## TASK TO CARRY OUT
Return all the records, each one exactly as given.

## Stored data entries
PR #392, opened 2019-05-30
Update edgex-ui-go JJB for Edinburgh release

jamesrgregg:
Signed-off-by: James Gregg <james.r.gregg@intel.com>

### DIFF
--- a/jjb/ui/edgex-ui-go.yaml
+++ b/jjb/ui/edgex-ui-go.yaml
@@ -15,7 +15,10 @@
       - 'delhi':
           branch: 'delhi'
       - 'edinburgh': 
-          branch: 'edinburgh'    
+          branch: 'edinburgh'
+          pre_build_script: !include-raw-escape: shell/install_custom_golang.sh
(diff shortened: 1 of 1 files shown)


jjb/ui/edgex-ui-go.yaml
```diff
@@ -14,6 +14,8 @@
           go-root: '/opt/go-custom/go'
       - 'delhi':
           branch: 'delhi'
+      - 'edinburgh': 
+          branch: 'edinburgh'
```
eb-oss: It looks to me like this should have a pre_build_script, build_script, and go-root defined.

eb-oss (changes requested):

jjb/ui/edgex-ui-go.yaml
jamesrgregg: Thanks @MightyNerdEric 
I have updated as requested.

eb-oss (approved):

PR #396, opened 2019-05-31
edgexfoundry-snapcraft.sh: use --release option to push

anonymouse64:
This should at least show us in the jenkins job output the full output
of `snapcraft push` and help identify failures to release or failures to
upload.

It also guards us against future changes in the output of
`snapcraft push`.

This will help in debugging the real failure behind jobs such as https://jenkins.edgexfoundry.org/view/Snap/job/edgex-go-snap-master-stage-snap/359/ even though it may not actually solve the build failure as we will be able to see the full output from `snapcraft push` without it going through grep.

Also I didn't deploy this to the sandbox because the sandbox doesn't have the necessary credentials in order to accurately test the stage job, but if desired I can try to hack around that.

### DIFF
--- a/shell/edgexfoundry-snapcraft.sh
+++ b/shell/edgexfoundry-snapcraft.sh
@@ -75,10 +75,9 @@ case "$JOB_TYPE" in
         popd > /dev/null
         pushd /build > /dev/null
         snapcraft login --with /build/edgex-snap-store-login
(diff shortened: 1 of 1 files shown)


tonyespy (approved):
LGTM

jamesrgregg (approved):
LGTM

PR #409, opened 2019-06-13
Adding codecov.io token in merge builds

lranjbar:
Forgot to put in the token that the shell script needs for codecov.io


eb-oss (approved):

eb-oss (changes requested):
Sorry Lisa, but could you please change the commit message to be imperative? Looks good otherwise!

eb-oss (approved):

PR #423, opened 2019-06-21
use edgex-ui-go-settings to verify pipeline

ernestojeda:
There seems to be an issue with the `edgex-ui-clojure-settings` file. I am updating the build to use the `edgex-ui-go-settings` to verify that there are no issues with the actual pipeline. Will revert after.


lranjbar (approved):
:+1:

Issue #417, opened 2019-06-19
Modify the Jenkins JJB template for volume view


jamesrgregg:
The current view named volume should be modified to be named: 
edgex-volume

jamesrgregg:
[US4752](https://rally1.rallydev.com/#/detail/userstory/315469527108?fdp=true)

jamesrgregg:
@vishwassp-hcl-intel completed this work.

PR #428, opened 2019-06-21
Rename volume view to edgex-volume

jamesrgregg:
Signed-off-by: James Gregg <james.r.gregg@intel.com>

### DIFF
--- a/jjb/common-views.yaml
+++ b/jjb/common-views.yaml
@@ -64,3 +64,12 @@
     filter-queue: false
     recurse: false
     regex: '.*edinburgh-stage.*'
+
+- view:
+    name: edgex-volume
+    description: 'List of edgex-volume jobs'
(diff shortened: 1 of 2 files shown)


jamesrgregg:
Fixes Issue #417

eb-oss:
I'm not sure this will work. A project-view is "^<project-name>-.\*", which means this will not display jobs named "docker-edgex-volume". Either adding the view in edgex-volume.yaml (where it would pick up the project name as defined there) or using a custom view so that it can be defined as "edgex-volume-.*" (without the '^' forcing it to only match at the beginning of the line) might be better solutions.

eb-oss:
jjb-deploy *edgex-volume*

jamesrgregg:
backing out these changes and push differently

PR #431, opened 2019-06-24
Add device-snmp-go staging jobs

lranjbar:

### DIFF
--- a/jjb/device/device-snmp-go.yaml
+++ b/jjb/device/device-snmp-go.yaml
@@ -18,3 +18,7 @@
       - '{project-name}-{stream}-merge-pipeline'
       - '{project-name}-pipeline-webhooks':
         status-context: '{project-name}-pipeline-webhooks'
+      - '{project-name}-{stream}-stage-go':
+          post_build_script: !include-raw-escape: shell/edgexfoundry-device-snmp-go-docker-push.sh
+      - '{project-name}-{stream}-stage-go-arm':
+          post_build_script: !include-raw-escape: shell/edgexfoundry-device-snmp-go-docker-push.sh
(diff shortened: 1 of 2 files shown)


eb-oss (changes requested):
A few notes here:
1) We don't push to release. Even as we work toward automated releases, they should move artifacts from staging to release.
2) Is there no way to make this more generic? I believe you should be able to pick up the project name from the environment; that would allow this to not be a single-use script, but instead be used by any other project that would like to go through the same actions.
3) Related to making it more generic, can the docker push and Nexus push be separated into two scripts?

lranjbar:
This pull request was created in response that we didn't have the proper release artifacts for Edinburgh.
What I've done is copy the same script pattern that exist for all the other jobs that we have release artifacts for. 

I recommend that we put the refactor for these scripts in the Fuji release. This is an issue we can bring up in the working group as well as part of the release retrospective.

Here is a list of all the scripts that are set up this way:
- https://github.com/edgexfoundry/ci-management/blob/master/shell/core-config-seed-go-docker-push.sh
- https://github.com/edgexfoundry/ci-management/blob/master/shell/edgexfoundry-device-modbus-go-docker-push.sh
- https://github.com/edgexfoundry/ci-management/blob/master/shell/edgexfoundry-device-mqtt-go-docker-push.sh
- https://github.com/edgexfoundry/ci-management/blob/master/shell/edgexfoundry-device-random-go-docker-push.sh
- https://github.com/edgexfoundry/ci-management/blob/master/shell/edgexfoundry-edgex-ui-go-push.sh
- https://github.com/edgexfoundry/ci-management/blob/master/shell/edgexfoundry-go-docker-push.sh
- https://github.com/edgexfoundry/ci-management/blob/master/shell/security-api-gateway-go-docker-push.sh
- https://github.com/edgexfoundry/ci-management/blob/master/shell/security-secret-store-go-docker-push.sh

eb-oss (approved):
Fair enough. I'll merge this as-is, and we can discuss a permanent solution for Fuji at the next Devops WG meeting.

## EXERCISE ANSWER
PR #392, opened 2019-05-30
Update edgex-ui-go JJB for Edinburgh release

jamesrgregg:
Signed-off-by: James Gregg <james.r.gregg@intel.com>

### DIFF
--- a/jjb/ui/edgex-ui-go.yaml
+++ b/jjb/ui/edgex-ui-go.yaml
@@ -15,7 +15,10 @@
       - 'delhi':
           branch: 'delhi'
       - 'edinburgh': 
-          branch: 'edinburgh'    
+          branch: 'edinburgh'
+          pre_build_script: !include-raw-escape: shell/install_custom_golang.sh
(diff shortened: 1 of 1 files shown)


jjb/ui/edgex-ui-go.yaml
```diff
@@ -14,6 +14,8 @@
           go-root: '/opt/go-custom/go'
       - 'delhi':
           branch: 'delhi'
+      - 'edinburgh': 
+          branch: 'edinburgh'
```
eb-oss: It looks to me like this should have a pre_build_script, build_script, and go-root defined.

eb-oss (changes requested):

jjb/ui/edgex-ui-go.yaml
jamesrgregg: Thanks @MightyNerdEric 
I have updated as requested.

eb-oss (approved):

PR #396, opened 2019-05-31
edgexfoundry-snapcraft.sh: use --release option to push

anonymouse64:
This should at least show us in the jenkins job output the full output
of `snapcraft push` and help identify failures to release or failures to
upload.

It also guards us against future changes in the output of
`snapcraft push`.

This will help in debugging the real failure behind jobs such as https://jenkins.edgexfoundry.org/view/Snap/job/edgex-go-snap-master-stage-snap/359/ even though it may not actually solve the build failure as we will be able to see the full output from `snapcraft push` without it going through grep.

Also I didn't deploy this to the sandbox because the sandbox doesn't have the necessary credentials in order to accurately test the stage job, but if desired I can try to hack around that.

### DIFF
--- a/shell/edgexfoundry-snapcraft.sh
+++ b/shell/edgexfoundry-snapcraft.sh
@@ -75,10 +75,9 @@ case "$JOB_TYPE" in
         popd > /dev/null
         pushd /build > /dev/null
         snapcraft login --with /build/edgex-snap-store-login
(diff shortened: 1 of 1 files shown)


tonyespy (approved):
LGTM

jamesrgregg (approved):
LGTM

PR #409, opened 2019-06-13
Adding codecov.io token in merge builds

lranjbar:
Forgot to put in the token that the shell script needs for codecov.io


eb-oss (approved):

eb-oss (changes requested):
Sorry Lisa, but could you please change the commit message to be imperative? Looks good otherwise!

eb-oss (approved):

PR #423, opened 2019-06-21
use edgex-ui-go-settings to verify pipeline

ernestojeda:
There seems to be an issue with the `edgex-ui-clojure-settings` file. I am updating the build to use the `edgex-ui-go-settings` to verify that there are no issues with the actual pipeline. Will revert after.


lranjbar (approved):
:+1:

Issue #417, opened 2019-06-19
Modify the Jenkins JJB template for volume view


jamesrgregg:
The current view named volume should be modified to be named: 
edgex-volume

jamesrgregg:
[US4752](https://rally1.rallydev.com/#/detail/userstory/315469527108?fdp=true)

jamesrgregg:
@vishwassp-hcl-intel completed this work.

PR #428, opened 2019-06-21
Rename volume view to edgex-volume

jamesrgregg:
Signed-off-by: James Gregg <james.r.gregg@intel.com>

### DIFF
--- a/jjb/common-views.yaml
+++ b/jjb/common-views.yaml
@@ -64,3 +64,12 @@
     filter-queue: false
     recurse: false
     regex: '.*edinburgh-stage.*'
+
+- view:
+    name: edgex-volume
+    description: 'List of edgex-volume jobs'
(diff shortened: 1 of 2 files shown)


jamesrgregg:
Fixes Issue #417

eb-oss:
I'm not sure this will work. A project-view is "^<project-name>-.\*", which means this will not display jobs named "docker-edgex-volume". Either adding the view in edgex-volume.yaml (where it would pick up the project name as defined there) or using a custom view so that it can be defined as "edgex-volume-.*" (without the '^' forcing it to only match at the beginning of the line) might be better solutions.

eb-oss:
jjb-deploy *edgex-volume*

jamesrgregg:
backing out these changes and push differently

PR #431, opened 2019-06-24
Add device-snmp-go staging jobs

lranjbar:

### DIFF
--- a/jjb/device/device-snmp-go.yaml
+++ b/jjb/device/device-snmp-go.yaml
@@ -18,3 +18,7 @@
       - '{project-name}-{stream}-merge-pipeline'
       - '{project-name}-pipeline-webhooks':
         status-context: '{project-name}-pipeline-webhooks'
+      - '{project-name}-{stream}-stage-go':
+          post_build_script: !include-raw-escape: shell/edgexfoundry-device-snmp-go-docker-push.sh
+      - '{project-name}-{stream}-stage-go-arm':
+          post_build_script: !include-raw-escape: shell/edgexfoundry-device-snmp-go-docker-push.sh
(diff shortened: 1 of 2 files shown)


eb-oss (changes requested):
A few notes here:
1) We don't push to release. Even as we work toward automated releases, they should move artifacts from staging to release.
2) Is there no way to make this more generic? I believe you should be able to pick up the project name from the environment; that would allow this to not be a single-use script, but instead be used by any other project that would like to go through the same actions.
3) Related to making it more generic, can the docker push and Nexus push be separated into two scripts?

lranjbar:
This pull request was created in response that we didn't have the proper release artifacts for Edinburgh.
What I've done is copy the same script pattern that exist for all the other jobs that we have release artifacts for. 

I recommend that we put the refactor for these scripts in the Fuji release. This is an issue we can bring up in the working group as well as part of the release retrospective.

Here is a list of all the scripts that are set up this way:
- https://github.com/edgexfoundry/ci-management/blob/master/shell/core-config-seed-go-docker-push.sh
- https://github.com/edgexfoundry/ci-management/blob/master/shell/edgexfoundry-device-modbus-go-docker-push.sh
- https://github.com/edgexfoundry/ci-management/blob/master/shell/edgexfoundry-device-mqtt-go-docker-push.sh
- https://github.com/edgexfoundry/ci-management/blob/master/shell/edgexfoundry-device-random-go-docker-push.sh
- https://github.com/edgexfoundry/ci-management/blob/master/shell/edgexfoundry-edgex-ui-go-push.sh
- https://github.com/edgexfoundry/ci-management/blob/master/shell/edgexfoundry-go-docker-push.sh
- https://github.com/edgexfoundry/ci-management/blob/master/shell/security-api-gateway-go-docker-push.sh
- https://github.com/edgexfoundry/ci-management/blob/master/shell/security-secret-store-go-docker-push.sh

eb-oss (approved):
Fair enough. I'll merge this as-is, and we can discuss a permanent solution for Fuji at the next Devops WG meeting.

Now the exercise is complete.